What this task involves
Identify, in the records below, every line where the string "struct" appears, and copy each such line.

### Input material

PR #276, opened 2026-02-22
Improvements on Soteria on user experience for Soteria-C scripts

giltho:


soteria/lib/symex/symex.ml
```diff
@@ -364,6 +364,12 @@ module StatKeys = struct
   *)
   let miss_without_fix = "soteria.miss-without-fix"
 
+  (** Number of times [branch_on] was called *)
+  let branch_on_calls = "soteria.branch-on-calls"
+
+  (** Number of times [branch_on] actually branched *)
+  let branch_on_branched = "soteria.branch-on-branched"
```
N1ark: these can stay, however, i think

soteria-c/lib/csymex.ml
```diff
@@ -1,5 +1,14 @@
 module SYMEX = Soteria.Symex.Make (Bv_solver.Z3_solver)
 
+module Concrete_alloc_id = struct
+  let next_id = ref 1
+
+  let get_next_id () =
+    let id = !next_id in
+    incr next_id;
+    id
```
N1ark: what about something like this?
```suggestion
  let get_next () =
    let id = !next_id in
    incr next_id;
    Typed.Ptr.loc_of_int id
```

######

Answer to this problem
@@ -364,6 +364,12 @@ module StatKeys = struct
+module Concrete_alloc_id = struct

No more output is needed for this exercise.